Entries taken from a collection

*** Begin section ***

Issue #5327, opened 2019-12-13
Error when creating an alias.


PieterT2000:
When I try to create an alias, I get an error. (see printscreen) Any thoughts on how to solve this problem?
![image](https://user-images.githubusercontent.com/47913749/70805018-3f375400-1db8-11ea-8f73-cc69ba474600.png)

johnbillion:
I'm seeing this issue too. Haven't done any debugging yet.

johnbillion:
It looks like this error occurs when the `~/.wp-cli/config.yml` file doesn't yet exist. I `touch`ed the file and then the `wp cli alias add` command worked as expected.

schlessera:
Yes, I noticed that, too. WP-CLI should create an empty default file as needed here.

PieterT2000:
@johnbillion Thanks a lot! This did the trick for me too.

PR #5411, opened 2020-06-18
Create a default global config file if it does not exist

thrijith:
Fixes https://github.com/wp-cli/wp-cli/issues/5327

- Creates a global config path in default path if one doesn't exist already.


thrijith:
@schlessera The change is to handle the case when the default config doesn't exist and isn't set by `WP_CLI_CONFIG_PATH`.

The change creates a file by default if it doesn't exist at home directory, should the function `get_global_config_path` accept a parameter to handle creation?

php/WP_CLI/Runner.php
```diff
@@ -103,6 +103,12 @@ public function get_global_config_path() {
 		} else {
 			$config_path                    = Utils\get_home_dir() . '/.wp-cli/config.yml';
 			$this->global_config_path_debug = 'Using default global config: ' . $config_path;
+
+			// If global config doesn't exist create one.
+			if ( ! file_exists( $config_path ) ) {
+				$this->global_config_path_debug = "Default global config doesn't exist, creating one in {$config_path}";
+				Process::create( Utils\esc_cmd( 'touch %s', $config_path ) )->run();
+			}
 		}
```
schlessera, line 112: This should run for both cases, when `WP_CLI_CONFIG_PATH` is set, as well as when we default to the home folder.

```suggestion
		}

		// If global config doesn't exist create one.
		if ( ! file_exists( $config_path ) ) {
			$this->global_config_path_debug = "Default global config doesn't exist, creating one in {$config_path}";
			Process::create( Utils\esc_cmd( 'touch %s', $config_path ) )->run();
		}
```

schlessera:
> The change creates a file by default if it doesn't exist at home directory, should the function get_global_config_path accept a parameter to handle creation?

You mean to skip creating a default one? I don't think that would be needed. Worst case if you want to avoid populating the user home folders with these files, you could always point `WP_CLI_CONFIG_PATH` to an existing empty file or something.

thrijith:
> @schlessera The change is to handle the case when the default config doesn't exist and isn't set by `WP_CLI_CONFIG_PATH`.
> 
> The change creates a file by default if it doesn't exist at home directory, should the function `get_global_config_path` accept a parameter to handle creation?


> Just thinking now that we should actually only create the file when we try to write something in there.
> Otherwise, we're cloaking the fact that there is no configuration yet.


@schlessera That is what I thought initially so that it doesn't affect other commands flow create a file only when asked so we can add param in this function and when someone uses _alias add or update create one?

schlessera:
Yes, I think that's better. Commands can individually request whether the file should be created on-demand or not.

thrijith:
@schlessera Updated the code to create file only when asked for, not sure why the test is failing due to that https://travis-ci.org/github/wp-cli/wp-cli/jobs/705166173#L645-L660

php/WP_CLI/Runner.php
```diff
@@ -93,9 +93,11 @@ private function do_early_invoke( $when ) {
 	/**
 	 * Get the path to the global configuration YAML file.
 	 *
+	 * @param bool $create_config_file If a config file doesn't exist, should it be created?
```
schlessera, line 96:
```suggestion
	 * @param bool $create_config_file Optional. If a config file doesn't exist,
	 *                                 should it be created? Defaults to false.
```

php/commands/src/CLI_Alias_Command.php
```diff
@@ -300,14 +300,16 @@ public function update( $args, $assoc_args ) {
 	/**
 	 * Get config path and aliases data based on config type.
 	 *
-	 * @param string $config Type of config to get data from.
-	 * @param string $alias  Alias to be used for Add/Update/Delete.
+	 * @param string $config             Type of config to get data from.
+	 * @param string $alias              Alias to be used for Add/Update/Delete.
+	 * @param bool   $create_config_file If a config file doesn't exist, should it be created?
```
schlessera, line 305:
```suggestion
	 * @param bool $create_config_file Optional. If a config file doesn't exist,
	 *                                 should it be created? Defaults to false.
```

schlessera:
I think the failing test is because:
- We don't use `WPCLI_CONFIG_PATH` to point the global config to a path that is controlled (and thus reset) by Behat. Instead, it uses a path that is shared by all tests: `Using default global config: /tmp/wp-cli-home/.wp-cli/config.yml (0.029s)`
- The `aliases.features` runs before these, so that creates a global config in this shared location.

schlessera:
I think this might be something we should fix in `wp-cli/wp-cli-tests`, redirecting the global config location into a folder that is separate per run.

php/commands/src/CLI_Alias_Command.php
```diff
@@ -300,14 +300,17 @@ public function update( $args, $assoc_args ) {
 	/**
 	 * Get config path and aliases data based on config type.
 	 *
-	 * @param string $config Type of config to get data from.
-	 * @param string $alias  Alias to be used for Add/Update/Delete.
+	 * @param string $config             Type of config to get data from.
+	 * @param string $alias              Alias to be used for Add/Update/Delete.
+	 * @param bool $create_config_file Optional. If a config file doesn't exist,
+	 *                                 should it be created? Defaults to false.
```
schlessera, line 306: Oops, sorry, I messed up the alignment here (using the GitHub editor....):
```suggestion
	 * @param string $config             Type of config to get data from.
	 * @param string $alias              Alias to be used for Add/Update/Delete.
	 * @param bool   $create_config_file Optional. If a config file doesn't exist,
	 *                                   should it be created? Defaults to false.
```

schlessera:
Oh, as it turns out, we're already using the global config here: https://github.com/wp-cli/wp-cli-tests/blob/dfcc8b22b51d97150ee66e7655fb618b8bd460b5/features/bootstrap/FeatureContext.php#L66-L94

Then I'm not sure why that test even succeeded in the first place, though... ?

schlessera:
Trying an easier solution for now: removing existing config files in this particular test before each run.

schlessera:
Hmm, the `$HOME` variable is not being replaced, unfortunately. I'll have to adapt `wp-cli/wp-cli-tests` either way.

PR #5423, opened 2020-07-14
Allow user to suppress global parameters info from help display

thrijith:
Fixes https://github.com/wp-cli/ideas/issues/104

### DIFF
--- a/features/help.feature
+++ b/features/help.feature
@@ -82,7 +82,7 @@ Feature: Get help about WP-CLI commands
       """
       --path
       """
-    And STDOUT should not  contain:
+    And STDOUT should not contain:
       """
       Path to the WordPress files.
       """
--- a/features/help.feature
+++ b/features/help.feature
@@ -53,6 +53,40 @@ Feature: Get help about WP-CLI commands
       """
     And STDERR should be empty
 
+  Scenario: Hide Global parameters when requested
+    Given an empty directory
+
+    When I run `wp help`
+    Then STDOUT should contain:
+      """
+      GLOBAL PARAMETERS
+      """
+
+    And STDOUT should contain:
+      """
+      --path
+      """
+
+    And STDOUT should contain:
+      """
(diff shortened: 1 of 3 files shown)


thrijith:
@schlessera how to check which step is undefined? 

Failure seems unrelated to change:

https://travis-ci.org/github/wp-cli/wp-cli/jobs/708051503#L454-L460
https://travis-ci.org/github/wp-cli/wp-cli/jobs/708051503#L346-L348

schlessera:
@thrijith It looks like there's an instance where the step syntax contains a double space, which is the likely cause of the failure.

features/help.feature
```diff
@@ -53,6 +53,40 @@ Feature: Get help about WP-CLI commands
...
+    Then STDOUT should not contain:
+      """
+      GLOBAL PARAMETERS
+      """
+
+    And STDOUT should not contain:
+      """
+      --path
+      """
+    And STDOUT should not  contain:
```
schlessera, line 85: This seems to be the reason for the failing test.

```suggestion
    And STDOUT should not contain:
```

thrijith:
> @thrijith It looks like there's an instance where the step syntax contains a double space, which is the likely cause of the failure.

Yes, that's it 🙂

thrijith:
@schlessera there is one more in `trunk` https://travis-ci.org/github/wp-cli/wp-cli/jobs/708222192#L505-L511, but that seems to be the same as you mentioned on [#cli](https://wordpress.slack.com/archives/C02RP4T41/p1594227413299200)

schlessera:
I'll see if I can fix that one today.

schlessera:
Created a Core trac bug report here: https://core.trac.wordpress.org/ticket/50670

schlessera (approved):

schlessera:
I added a new issue for documenting this: https://github.com/wp-cli/wp-cli/issues/5444.

PR #5430, opened 2020-08-26
Replace less with more and move check down

### LINKED ISSUE #5333: Command less not available on the current machine
## Bug Report

Running wp-cli without any arguments tries to open less. This will not work if less is not installed.

- run `wp-cli`
- wait a couple seconds
- it returns `sh: 1: less: not found`

Maybe a simple manual page like you would get with `--help`

Ubuntu Docker

```
OS:     Linux 5.3.16-300.fc31.x86_64 #1 SMP Fri Dec 13 17:59:04 UTC 2019 x86_64
Shell:
PHP binary:     /usr/local/bin/php
PHP version:    7.2.4
php.ini used:
WP_CLI phar path:       /var/www/html
WP-CLI packages dir:
WP-CLI global config:
WP-CLI project config:  /var/www/html/wp-cli.yml
WP-CLI version: 2.4.0

```

grafik

dhalucario:
Fixes #5333 
We already seem to be using more on Windows anyway. Don't see the point of differenciating here.

### DIFF
--- a/php/commands/src/Help_Command.php
+++ b/php/commands/src/Help_Command.php
@@ -117,11 +117,11 @@ class Help_Command extends WP_CLI_Command {
 
 		$pager = getenv( 'PAGER' );
 		if ( false === $pager ) {
-			$pager = Utils\is_windows() ? 'more' : 'less -r';
+			$pager =  'more';
 		}
 
 		// For Windows 7 need to set code page to something other than Unicode (65001) to get around "Not enough memory." error with `more.com` on PHP 7.1+.
-		if ( 'more' === $pager && defined( 'PHP_WINDOWS_VERSION_MAJOR' ) && PHP_WINDOWS_VERSION_MAJOR < 10 && function_exists( 'sapi_windows_cp_set' ) ) {
+		if ( Utils\is_windows() && defined( 'PHP_WINDOWS_VERSION_MAJOR' ) && PHP_WINDOWS_VERSION_MAJOR < 10 && function_exists( 'sapi_windows_cp_set' ) ) {
 			// Note will also apply to Windows 8 (see https://msdn.microsoft.com/en-us/library/windows/desktop/ms724832.aspx) but probably harmless anyway.
 			$cp = getenv( 'WP_CLI_WINDOWS_CODE_PAGE' ) ?: 1252; // Code page 1252 is the most used so probably the most compat.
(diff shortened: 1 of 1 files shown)


chesio:
Wouldn't it sacrifice the ability to scroll up when viewing long output like for example various `wp help` screens?

dhalucario:
Yeah, when no pager is defined we use more to have standard posix functionality. We could also check if less is available at all and use that instead more when the user doesn't define pager. If none of these is available we could just print directly to stdout.

schlessera:
This is not fallback code for Windows, it is fallback code for people who have no pager defined, and it has a different result depending on whether you run Windows or not.

This would be a step down (using `more` instead of `less`) for all systems not running on Windows and not having a default pager defined.

`less` is often significantly faster and uses less memory, so I don't think this is a good change.

A proper fix for #5333 would be to check if `less` is available and fall back to `more` if it is not. However, even `more` could be unavailable, so I wonder if that is all worth the effort. On a non-standard system, you can just define `PAGER` to fix anyway.

dhalucario:
> This is not fallback code for Windows, it is fallback code for people who have no pager defined, and it has a different result depending on whether you run Windows or not.
> 
> This would be a step down (using `more` instead of `less`) for all systems not running on Windows and not having a default pager defined.
> 
> `less` is often significantly faster and uses less memory, so I don't think this is a good change.
> 
> A proper fix for #5333 would be to check if `less` is available and fall back to `more` if it is not. However, even `more` could be unavailable, so I wonder if that is all worth the effort. On a non-standard system, you can just define `PAGER` to fix anyway.

I know that this is the fallback code. My main use case for this is Docker thought and not just Windows. I feel like both environments would benefit from such a change. Actually we should take this a step further. I am confused why we are printing this stuff in a pager at all since it makes the direct usage per command line using a docker container really cumbersome. A lot of other programs use a command line parameter if the user wants a pager.

My new solution would be:
We should not use a pager if the user does not ask for it.
The script should use following order if `-H` is provided.
$PAGER > less > more > error notice if no pager available

schlessera:
Closing this PR, as I think the proposed fix is not improving on the current situation.

However, I'm still open to accepting a PR that includes more robust handling for containers with reduced toolsets.

Thanks for all the efforts in this so far, @dhalucario !

PR #5436, opened 2020-09-09
Add support for Redis Object Cache

tillkruss:
- Updated link and name of [WP Redis](https://wordpress.org/plugins/wp-redis/) (it's now maintained by Pantheon)
- Added support for [Redis Object Cache](https://wordpress.org/plugins/redis-cache/), which doesn't have a public `$redis` property


schlessera (approved):

schlessera:
Thanks for the PR, @tillkruss !

PR #5440, opened 2020-09-11
WIP: Add logic to differentiate between namespace and command via reflection

### LINKED ISSUE #4937: In `--debug` output, differentiate between commands and namespace

dugajean:
Fixes #4937 

This PR adds more informative CLI output in debug mode when registering a namespace.

I added a test, but I'm not sure how to run it or if it passes. Not very familiar with Behat so support here would be welcome.

Thanks!

### DIFF
--- a/features/command.feature
+++ b/features/command.feature
@@ -1521,3 +1521,28 @@ Feature: WP-CLI Commands
     """
     wp custom
     """
+
+  Scenario: Differentiate between namespace and command whenn registering a new command
+    Given an empty directory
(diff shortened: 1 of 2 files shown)


schlessera:
This was fixed in #5563 

Thanks for your efforts in creating this PR, @dugajean !

PR #5443, opened 2020-09-19
Fix a broken link in the README file

kadimi:
There is an invisible character (`\u200e`) after the slash in the URL. I can see it [here](https://github.com/wp-cli/wp-cli/edit/master/README.md) when using Firefox. I don't know about other browsers (see [this image](https://imgur.com/hXkUT8I.png)).


swissspidy (approved):
Good catch!

schlessera:
Hmm, GitHub doesn't even show that in the diff...

Image 2020-09-28 at 9 18 01 AM

Good catch, indeed!

Issue #1838, opened 2015-05-15
Allow `allow-root` to be set in wp-cli.yml


joshbetz:
I'm personally not a big fan of the `allow-root` flag. If you have root access, you can do just as much damage with other tools. This is a problem that should probably be solved at the OS level. That said, I would be happy if we could at least set `allow-root` everywhere with wp-cli.yml.

danielbachhuber:
There are some reasons documented in #973 why you shouldn't run WP-CLI as root, and why it's deliberately difficult to do so.

joshbetz:
That's fine. Can I explicitly set `allow-root` in the wp-cli config though?

danielbachhuber:
> Can I explicitly set allow-root in the wp-cli config though?

Did you see https://github.com/wp-cli/wp-cli/pull/973#issuecomment-35841761 ?

rahul286:
@joshbetz you can add an `alias wp="wp --allow-root"` inside your `.bashrc`

In one-line:
```
echo 'alias wp="wp --allow-root"' >>  ~/.bashrc
```

However, this using root is generally not recommended. So avoid this on a production server.

ixkaito:
@rahul286
 
Found a problem of using `alias wp="wp --allow-root"`. We won't be able to use WP-CLI aliases. Adding the following code to the `.bashrc` will solve this problem.

```
wp() {
  /usr/local/bin/wp "$@" --allow-root
}
```

rahul286:
@ixkaito Thanks for the improvement. :-)

themenow:
@ixkaito 

I cannot get this to work, giving error:

```
-bash: .bashrc: line 16: syntax error near unexpected token `('
-bash: .bashrc: line 16: `wp() {'
```

Am I missing something simple?

joehoyle:
When running `wp-cli` under Docker this is quite a pain, as typically you'll just have a very slim container with only a root user.

danielbachhuber:
A rare @joehoyle spotting!

joehoyle:
🏃

alexstandiford:
For those running `docker-compose` I was able to get by the `--allow-root` nag by changing my `entrypoint` to include the `--allow-root` flag

```
  cli:
    build: .
    volumes:
      - ~/.ssh:/root/.ssh/
    volumes_from:
      - wp
    links:
      - 'db:mysql'
    entrypoint: wp --allow-root
```

iandunn:
[...]

PR #5448, opened 2020-10-07
Allow root from environment

freezy-sk:
As already stated in the code __they're aware of the risks!__
Also good point had @iandunn in https://github.com/wp-cli/wp-cli/issues/1838#issuecomment-505592503
Composer (which is used here for running unit and behat test scripts) allows superuser through environment

### DIFF
--- a/php/WP_CLI/Runner.php
+++ b/php/WP_CLI/Runner.php
@@ -959,7 +959,7 @@ class Runner {
 	}
 
 	private function check_root() {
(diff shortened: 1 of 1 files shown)


schlessera (approved):

schlessera:
Thanks for the PR, @freezy-sk !

schlessera:
I decided to merge this after all, as Docker is becoming more if the default.

PR #5451, opened 2020-10-11
Permit phpdbg usage

msaladna:
Allow invocation of WP-CLI using `phpdbg` because sometimes you want better eyes on a problem. This would allow usage such as `phpdbg php/boot-fs.php --debug theme update Avada --version=7.1`.

### DIFF
--- a/php/boot-fs.php
+++ b/php/boot-fs.php
@@ -2,7 +2,7 @@
 
 // This file needs to parse without error in PHP < 5.3
 
-if ( 'cli' !== PHP_SAPI ) {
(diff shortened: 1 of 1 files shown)


schlessera:
Thanks for the PR, @msaladna .

This modification is not needed, though. If you want to use `phpdbg` in that way, you can let it know it should use `cli` as the SAPI it reports:
```
phpdbg -Scli php/boot-fs.php --debug theme update Avada --version=7.1
```

It should then work without any modification to WP-CLI. I'm therefore closing this PR.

*** End section ***

• [ACTIVITY] The word "tillkruss" may turn up on some lines of these records; say how many, with no other words.

• [RESPONSE TO THIS TASK] 2